SUPPLIED RECORDS:
__________________________________________________

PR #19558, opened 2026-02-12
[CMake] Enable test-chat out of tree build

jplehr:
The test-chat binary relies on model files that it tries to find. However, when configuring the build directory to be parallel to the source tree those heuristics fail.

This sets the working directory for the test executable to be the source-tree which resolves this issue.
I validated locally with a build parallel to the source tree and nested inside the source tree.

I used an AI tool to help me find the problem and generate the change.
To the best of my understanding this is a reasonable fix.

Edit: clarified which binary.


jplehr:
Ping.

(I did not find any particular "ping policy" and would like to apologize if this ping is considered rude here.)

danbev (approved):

__________________________________________________

INSTRUCTIONS FOR THE TASK: Show, from the listing above, every line holding the word "chat".

EXERCISE ANSWER:
[CMake] Enable test-chat out of tree build
The test-chat binary relies on model files that it tries to find. However, when configuring the build directory to be parallel to the source tree those heuristics fail.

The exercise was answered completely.